Issue #582, opened 2024-01-08
Mark Variable as `.internal()`


coltmcnealy-lh:
### Context

I recently implemented a major overhaul to `WfSpec` versioning in which we added the `majorVersion` and `revision` fields. A new `majorVersion` happened when there was a breaking change, defined as a change in the set of `searchable()` or `required()` variables.

### Description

^^^^^^^^

● **ASSIGNED TASK**: A complete and exact transcription of the material is required.

● **ANSWER SPACE**:
Issue #582, opened 2024-01-08
Mark Variable as `.internal()`


coltmcnealy-lh:
### Context

I recently implemented a major overhaul to `WfSpec` versioning in which we added the `majorVersion` and `revision` fields. A new `majorVersion` happened when there was a breaking change, defined as a change in the set of `searchable()` or `required()` variables.

### Description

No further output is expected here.